I purchased a new queen from Lauri Miller in Roy WA and excited to have one of her queens in my bee yard.

I had a hive that went queenless, not sure why, and business/family kept me from dealing with that hive several weeks ago as I should have done. I purchased a queen from Lauri to install into this hive but upon looking it over today, I have laying workers and several drone brood larvae I assume, and several, 40 or so mayb capped drone brood. So I decided to take three frames from my three deep strong hive and create my first split. I added already extruded fames empty to sides, and then two full framesof capped brood with some larvae, could not find a queen at all on the frames just workers so I hope there is no queen...

I then added a third frame of capped honey adjacent to the two frames of brood, and mashed the queen cave into the edge of the capped honey frame adjacent to a capped drone frame. 

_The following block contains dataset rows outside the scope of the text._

PR #1908, opened 2020-06-01
refactor(engine): buildCustomElementConstructor to engine-dom

ekashida:
## Details

Moving buildCustomElementConstructor to @lwc/engine-dom

## GUS work item

W-7552459


packages/@lwc/engine/dom/src/apis/build-custom-element-constructor.ts
```diff
@@ -38,3 +49,56 @@ export function deprecatedBuildCustomElementConstructor(
...
     return Ctor.CustomElementConstructor;
 }
+
+export function buildCustomElementConstructor(Ctor: ComponentConstructor): HTMLElementConstructor {
+    const def = getComponentInternalDef(Ctor);
+
+    // generating the hash table for attributes to avoid duplicate fields and facilitate validation
+    // and false positives in case of inheritance.
+    const attributeToPropMap: Record<string, string> = create(null);
+    for (const propName in def.props) {
```
apapko, line 59: is def guaranteed to exist prior accessing 'props'?

packages/@lwc/engine/dom/src/apis/build-custom-element-constructor.ts
```diff
@@ -38,3 +49,56 @@ export function deprecatedBuildCustomElementConstructor(
...
+        attributeToPropMap[getAttrNameFromPropName(propName)] = propName;
```
apapko, line 60: can there be a case when getAttrNameFromPropName will return undefined? Wonder if we should do existence check prior writing into the map

packages/@lwc/engine/dom/src/apis/build-custom-element-constructor.ts
```diff
@@ -38,3 +49,56 @@ export function deprecatedBuildCustomElementConstructor(
...
+    }
+
+    return class extends def.bridge {
+        constructor() {
+            super();
+            createVM(this, def, {
+                mode: 'open',
+                isRoot: true,
+                owner: null,
+                tagName: this.tagName,
```
apapko, line 70: where is tagName defined?

packages/@lwc/engine/dom/src/apis/build-custom-element-constructor.ts
```diff
@@ -38,3 +49,56 @@ export function deprecatedBuildCustomElementConstructor(
...
+        disconnectedCallback() {
+            disconnectRootElement(this);
+        }
+        attributeChangedCallback(attrName: string, oldValue: string, newValue: string) {
+            if (oldValue === newValue) {
+                // Ignore same values.
+                return;
+            }
+            const propName = attributeToPropMap[attrName];
+            if (isUndefined(propName)) {
```
apapko, line 85: if we check for undefined while populating attributeToPropMap then we don't have to check this

packages/@lwc/engine/dom/src/apis/build-custom-element-constructor.ts
```diff
@@ -38,3 +49,56 @@ export function deprecatedBuildCustomElementConstructor(
...
+                // Ignore unknown attributes.
+                return;
+            }
+            if (!isAttributeLocked(this, attrName)) {
+                // Ignore changes triggered by the engine itself during:
+                // * diffing when public props are attempting to reflect to the DOM
+                // * component via `this.setAttribute()`, should never update the prop.
```
apapko, line 92:
```suggestion
                // * component via `this.setAttribute()`, should never update the prop
```
removing the dot to be consistent w other comments

packages/@lwc/engine/dom/src/apis/build-custom-element-constructor.ts
```diff
@@ -38,3 +49,56 @@ export function deprecatedBuildCustomElementConstructor(
...
+                // Both cases, the the setAttribute call is always wrap by the unlocking of the
```
apapko, line 93:
```suggestion
                // Both cases, the setAttribute call is always wrapped by the unlocking of the
```

packages/@lwc/engine/dom/src/apis/build-custom-element-constructor.ts
```diff
@@ -38,3 +49,56 @@ export function deprecatedBuildCustomElementConstructor(
...
+                // attribute to be changed
+                return;
+            }
+            // Reflect attribute change to the corresponding property when changed from outside.
+            (this as any)[propName] = newValue;
+        }
+        // Specify which attributes for which we want to reflect changes back to their corresponding
```
apapko, line 100:
```suggestion
        // Specify attributes for which we want to reflect changes back to their corresponding
```

packages/@lwc/engine/dom/src/apis/build-custom-element-constructor.ts
ekashida: No, it's just a simple string transformation.

packages/@lwc/engine/dom/src/apis/build-custom-element-constructor.ts
ekashida: We're extending `Element` and it's defined there.

packages/@lwc/engine/dom/src/apis/build-custom-element-constructor.ts
ekashida: Yes.

packages/@lwc/engine/dom/src/apis/build-custom-element-constructor.ts
ekashida: You might be right, but I'd rather not make too many changes since I'm just moving files around.

PR #1910, opened 2020-06-02
refactor(engine): Rearrange engine-core and engine-dom boundaries 

pmdartus:
## Details

This PR rearranges the imports from the engine-core and engine-dom:
- All the imports from engine-dom now go through the engine-core main entry point
- The `useSyntheticShadow` value is now part of engine-dom since it is injected at runtime into engine-core.

## GUS work item
W-7552459

### DIFF
--- a/packages/@lwc/engine/dom/src/apis/build-custom-element-constructor.ts
+++ b/packages/@lwc/engine/dom/src/apis/build-custom-element-constructor.ts
@@ -7,8 +7,6 @@
 
 import { create, isUndefined, keys } from '@lwc/shared';
 
-import { LightningElement } from './lightning-element';
-
 import {
     createVM,
     connectRootElement,
@@ -16,6 +14,7 @@ import {
     getAttrNameFromPropName,
     getComponentInternalDef,
     isAttributeLocked,
+    LightningElement,
 } from '../../../src';
 
 type ComponentConstructor = typeof LightningElement;
--- a/packages/@lwc/engine/dom/src/env/shadow-dom.ts
+++ b/packages/@lwc/engine/dom/src/env/shadow-dom.ts
@@ -1,0 +1,9 @@
+/*
+ * Copyright (c) 2020, salesforce.com, inc.
+ * All rights reserved.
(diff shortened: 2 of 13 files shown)


pmdartus:
> the changes around importing LightningElement from engine-core
I don't understand this comment. Which change are you referring to?

packages/@lwc/engine/dom/src/env/shadow-dom.ts
```diff
@@ -0,0 +1,9 @@
+/*
+ * Copyright (c) 2020, salesforce.com, inc.
+ * All rights reserved.
+ * SPDX-License-Identifier: MIT
+ * For full license text, see the LICENSE file in the repo root or https://opensource.org/licenses/MIT
+ */
+import { hasOwnProperty } from '@lwc/shared';
+
+export const useSyntheticShadow = hasOwnProperty.call(Element.prototype, '$shadowToken$');
```
ravijayaramappa, line 9: If this is the only property, you could move it to `/env/dom.ts`, synthetic-shadow is a character of the dom.

packages/@lwc/engine/dom/src/apis/build-custom-element-constructor.ts
```diff
@@ -7,15 +7,14 @@
...
-import { LightningElement } from './lightning-element';
-
 import {
     createVM,
     connectRootElement,
     disconnectRootElement,
     getAttrNameFromPropName,
     getComponentInternalDef,
     isAttributeLocked,
+    LightningElement,
```
ekashida, line 17: What I was asking is, how come we are making changes to import LightningElement from engine-core instead of from within the same engine-dom package? I’m not clear what the difference is.

pmdartus: Now I see, we are importing `LightningElement` just to get the interface here, not the constructor. The `LightningElement` interface is dictated by engine-core, while engine-dom is patching the constructor without changing its original interface.

PR #1911, opened 2020-06-02
chore: update es5-proxy-compat to v0.22.1

jodarove:

### DIFF
--- a/yarn.lock
+++ b/yarn.lock
@@ -3579,6 +3579,17 @@ babel-compat@0.22.0:
     "@babel/types" "7.0.0"
     regenerator-runtime "^0.12.0"
 
+babel-compat@0.22.1:
+  version "0.22.1"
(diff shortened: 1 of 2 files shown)


yarn.lock
```diff
@@ -3579,6 +3579,17 @@ babel-compat@0.22.0:
     "@babel/types" "7.0.0"
     regenerator-runtime "^0.12.0"
 
+babel-compat@0.22.1:
+  version "0.22.1"
+  resolved "https://registry.yarnpkg.com/babel-compat/-/babel-compat-0.22.1.tgz#8d9f8b3b4d852b0b584b7a7a7f2e55f7c8719ee7"
```
apapko, line 3584: strange that everything is resolved from yarn instead of npm. I know all of the deps are like, just pointing out.

ekashida: That's the default behavior of yarn. It does that even if you specify the npm registry in the .npmrc. We can force another registry via a command line flag but I think this is fine.

diervo:
What is this change fixing?

pmdartus:
@diervo It's fixing the location bug on IE11.

PR #1913, opened 2020-06-04
fix(engine): make reactive objects and component instances identifiable

caridy:
~NOTE: this PR is not ready yet. We need to get a new version of observable membrane first.~

## Details

This PR enables vnext to function with LWC:

* [x] add a tag to any reactive proxy (read/write and read/only alike).
* [x] add a tag to component's instances to support expandos and other mutations.

### DIFF
--- a/packages/@lwc/engine-core/src/framework/base-lightning-element.ts
+++ b/packages/@lwc/engine-core/src/framework/base-lightning-element.ts
@@ -38,6 +38,8 @@ import { Template, isUpdatingTemplate, getVMBeingRendered } from './template';
 import { logError } from '../shared/logger';
 import { getComponentTag } from '../shared/format';
 import { HTMLElementConstructor } from './base-bridge-element';
+import { lockerLivePropertyKey } from './membrane';
+import { EmptyObject } from './utils';
 
 /**
  * This operation is called with a descriptor of an standard html property
@@ -211,6 +213,9 @@ function BaseLightningElementConstructor(this: LightningElement): LightningEleme
         vm.setHook = setHook;
         vm.getHook = getHook;
     }
+
+    // Making the component instance a live value when using Locker to support expandos.
+    defineProperty(component, lockerLivePropertyKey, EmptyObject);
 
     // Linking elm, shadow root and component with the VM.
     associateVM(component, vm);
--- a/packages/@lwc/engine-core/src/framework/membrane.ts
+++ b/packages/@lwc/engine-core/src/framework/membrane.ts
@@ -7,6 +7,8 @@
 import ObservableMembrane from 'observable-membrane';
 import { valueObserved, valueMutated } from './mutation-tracker';
 
+export const lockerLivePropertyKey = Symbol.for('@@lockerLiveValue');
+
 function valueDistortion(value: any) {
     return value;
 }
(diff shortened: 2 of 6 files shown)


packages/@lwc/engine/src/framework/membrane.ts
```diff
@@ -7,6 +7,8 @@
 import ObservableMembrane from 'observable-membrane';
 import { valueObserved, valueMutated } from './mutation-tracker';
 
+export const membraneTag = Symbol.for('@@lockerLiveValue');
```
caridy, line 10: @ravijayaramappa has confirmed that indeed we have a polyfill for `Symbol.for` in IE11 today.

packages/@lwc/engine/src/framework/base-lightning-element.ts
```diff
@@ -215,6 +217,7 @@ function BaseLightningElementConstructor(this: LightningElement) {
         vm.setHook = setHook;
         vm.getHook = getHook;
     }
+    defineProperty(component, membraneTag, EmptyObject);
```
caridy, line 220: the tagging of the "blue" instance of the component is needed to support any value set in the constructors, and expandos in general. This is equivalent to what the observable membrane will do for any reactive proxy. The installed descriptor is non-configurable, non-writable, non-enumerable.

packages/@lwc/engine/src/framework/membrane.ts
```diff
@@ -15,6 +17,7 @@ export const reactiveMembrane = new ObservableMembrane({
     valueObserved,
     valueMutated,
     valueDistortion,
+    membraneTag,
```
caridy, line 20: this option is not yet available in observable membrane, but it is coming. PR https://github.com/salesforce/observable-membrane/pull/48

packages/@lwc/engine-core/src/framework/base-lightning-element.ts
```diff
@@ -211,6 +213,9 @@ function BaseLightningElementConstructor(this: LightningElement): LightningEleme
         vm.getHook = getHook;
     }
 
+    // Making the component instance a live value when using Locker to support expandos.
+    defineProperty(component, tagPropertyKey, EmptyObject);
```
pmdartus, line 217: Can we add a test for this and the reactive property? Checking if the instance has the `Symbol.for('@@lockerLiveValue')`.

packages/@lwc/engine-core/src/framework/membrane.ts
```diff
@@ -7,6 +7,8 @@
 import ObservableMembrane from 'observable-membrane';
 import { valueObserved, valueMutated } from './mutation-tracker';
 
+export const tagPropertyKey = Symbol.for('@@lockerLiveValue');
```
pmdartus, line 10: Nitpick: Outside the context of the membrane the name `tagPropertyKey` doesn't make much sense. Since this property is made for Locker, I think it would make sense to reflect it in the exported identifier name.

```suggestion
export const lockerLivePropertyKey = Symbol.for('@@lockerLiveValue');
```

ekashida:
CI is failing for all browsers in compat mode when assigning a `ReactiveProxyHandler` to `this.contructor` due to the latter being readonly:

```js
    function __extends(d, b) {
      extendStatics(d, b);
      function __() {
        this.constructor = d;
      }
      d.prototype = b === null ? Object.create(b) : (__.prototype = b.prototype, new __());
    }
```

caridy:
ok, we are ready for `1.7.3-winter21-alpha1` as far as I can tell!

PR #1916, opened 2020-06-09
refactor(engine): Split engine in engine-core and engine-dom

pmdartus:
## Details

This PR breaks the engine `@lwc/engine` package into `@lwc/engine-core` and `@lwc/engine-dom`. We also kept the existing `@lwc/engine` package as a facade for the `@lwc/engine-dom` package. 

## GUS work item
W-7531955


packages/@lwc/engine-dom/tsconfig.json
```diff
@@ -0,0 +1,10 @@
+{
+    "extends": "../../../tsconfig.json",
+
+    "compilerOptions": {
+        "outDir": "types",
+        "lib": ["dom", "esnext"]
```
ekashida, line 6: This is set to `es2018` in engine-core. Which should we standardize on? Seems safer to avoid `esnext` due to it being a moving target but not sure.

According to the documentation, [`files, include and exclude from the inheriting config file overwrite those from the base config file`](https://www.typescriptlang.org/docs/handbook/compiler-options.html) so it sounds like we should be able to move the ES version to the root `tsconfig.json` file and add the `dom` lib where necessary?

packages/@lwc/engine/scripts/build.js
```diff
@@ -0,0 +1,25 @@
...
+
+const path = require('path');
+const fs = require('fs-extra');
+
+const LWC_ENGINE_DIR = path.resolve(__dirname, '..');
+const LWC_ENGINE_DOM_DIR = path.resolve(__dirname, '../../engine-dom');
+
+fs.mkdirp(path.resolve(LWC_ENGINE_DIR, 'dist'));
+
+fs.copySync(
```
ekashida, line 16: Is it guaranteed that engine-dom has already been built at this point?

packages/@lwc/engine-dom/tsconfig.json
ekashida: Looked into this today and the value of `lib` from the base config file is indeed overwritten. Seems like we should be going with `es2018`: https://github.com/salesforce/lwc/pull/1918

packages/@lwc/engine-core/package.json
```diff
@@ -0,0 +1,37 @@
...
+    "scripts": {
+        "clean": "rm -rf dist/ types/",
+        "test": "jest",
+        "build": "tsc --emitDeclarationOnly && rollup --config scripts/rollup.config.js"
+    },
+    "files": [
+        "dist/",
+        "types/"
+    ],
+    "dependencies": {},
```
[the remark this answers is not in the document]
ekashida: That's correct--everything we need is bundled in the distribution file.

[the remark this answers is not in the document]
ravijayaramappa: The empty entry can be removed ```"dependencies": {},```

packages/@lwc/engine/package.json
```diff
@@ -17,20 +17,14 @@
...
         "types/"
     ],
-    "dependencies": {
-        "observable-membrane": "0.26.1"
-    },
     "devDependencies": {
-        "@lwc/features": "1.7.1",
-        "@lwc/shared": "1.7.1",
-        "@lwc/template-compiler": "1.7.1"
+        "@lwc/engine-dom": "1.7.1"
```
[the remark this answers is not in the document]
pmdartus: Ahah, that's the trick! Lerna uses topological sorting to know the order the packages need to be built. By having `@lwc/engine-dom` listed a `devDependency`, it forces the `@lwc/engine-dom` to be built before `@lwc/engine`. This way it ensures that `@lwc/engine` and `@lwc/engine-dom` are in sync.

packages/@lwc/engine/scripts/build.js
pmdartus: Yes. More details here: https://github.com/salesforce/lwc/pull/1916#discussion_r438643036

packages/@lwc/engine-core/scripts/rollup.config.js
```diff
@@ -38,11 +38,10 @@ module.exports = {
 
     output: formats.map((format) => {
         return {
-            name: 'LwcDom',
             file: path.resolve(
                 __dirname,
-                '../../dist',
-                `engine${format === 'cjs' ? '.cjs' : ''}.js`
+                '../dist',
+                `engine-core${format === 'cjs' ? '.cjs' : ''}.js`
```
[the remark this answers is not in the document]
pmdartus: The copyrights are coming from the source files, they are stripped out during minification. We can keep them in place.

packages/@lwc/engine-dom/jest.config.js
```diff
@@ -0,0 +1,12 @@
...
+ * Copyright (c) 2018, salesforce.com, inc.
+ * All rights reserved.
+ * SPDX-License-Identifier: MIT
+ * For full license text, see the LICENSE file in the repo root or https://opensource.org/licenses/MIT
+ */
+const BASE_CONFIG = require('../../../scripts/jest/base.config');
+
+module.exports = {
+    ...BASE_CONFIG,
+    displayName: 'lwc-engine-dom',
```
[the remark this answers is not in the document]
pmdartus: The `setupFilesAfterEnv` is not needed for `@lwc/engine-dom` since there is no custom setup that needs to be added in this package.

pmdartus:
@ekashida @ravijayaramappa Ready for another round of review.

packages/@lwc/engine-core/package.json
```diff
@@ -0,0 +1,36 @@
...
+        "build": "tsc --emitDeclarationOnly && rollup --config scripts/rollup.config.js"
+    },
+    "files": [
+        "dist/",
+        "types/"
+    ],
+    "devDependencies": {
+        "@lwc/features": "1.7.1",
+        "@lwc/shared": "1.7.1",
+        "@lwc/template-compiler": "1.7.1",
```
ravijayaramappa, line 30: Sorry I missed asking this in the first pass, but how does engine-core use template-compiler?

packages/@lwc/engine-dom/package.json
```diff
@@ -0,0 +1,35 @@
...
+        "test": "jest",
+        "build": "tsc --emitDeclarationOnly && rollup --config scripts/rollup.config.js"
+    },
+    "files": [
+        "dist/",
+        "types/"
+    ],
+    "devDependencies": {
+        "@lwc/engine-core": "1.7.1",
+        "@lwc/features": "1.7.1",
```
ravijayaramappa, line 29: Not seeing any usage of this dependency in this package.
```suggestion
```

packages/@lwc/engine-core/package.json
ekashida: I think we used to use it when testing internal engine APIs but we no longer do after moving those all to karma integration.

So we shall see how things go. She is marked so should be easy to find if the takes and no issues from the workers that I have moved over. doing during middle of the hot sunny day so should have mostly workers on the frames, with most foragers out and about. ANy foragers from old hive should fly back to old hive.

I added internal feeder with syrup, and there was also pollen on the frames with some honey on edges and top of brood frame.

Now for queenless laying worker hive. I was thinking I might take a frame of brood/larvae/eggs and install and see if they will make their own queen cell? That means a month, but that likely will result in this hive not making it. I do no believe enough workers to make that long of a make queen/fly and mate/lay new brood and hatch.. That is at least six week cycle, with exception of new brood/larvae/eggs in existing frame that I move over...

Thoughts on this anyone?


----------



## psfred (Jul 16, 2011)

You did what I would have done in that case. When the new split is up and running with nice amounts of new eggs and larvae, shake out the queenless hive some distance away and move the new split to the old location, and put the now empty frames in the new hive. The bees will return to the new hive and beg in -- the bees will not allow the laying workers entry. 

I had a hive that was making minimal amounts of drone brood and they suffered a couple big robbing attacks, so I closed them up for a few days and bought queens. They took a new queen very nicely with no other manipulations, so either the robbing did the laying workers in or a I had a bunk drone layer that got killed off. I reduced them down to a nuc, there weren't many bees left -- should have requeened in June when the failed to make one. Anyway, I'll give them a frame or two of brood from the thriving hive this week sometime once they have a nice amount of brood going and build them back up for winter.

I had a full medium of capped honey that I moved over to the other hive, but forgot to shake out the bees first, reducing the number in the queenless hive, so I moved them to a nuc box until they get going again. I hope to get them up to a full deep before September so I can feed them back up properly and move the honey back over.

I would have just given them a frame of eggs and young brood, but my other other working hive at the time decided to supercede their queen at the same time -- I heard queens piping just when I wanted to move the eggs over, so had to wait.

Peter


----------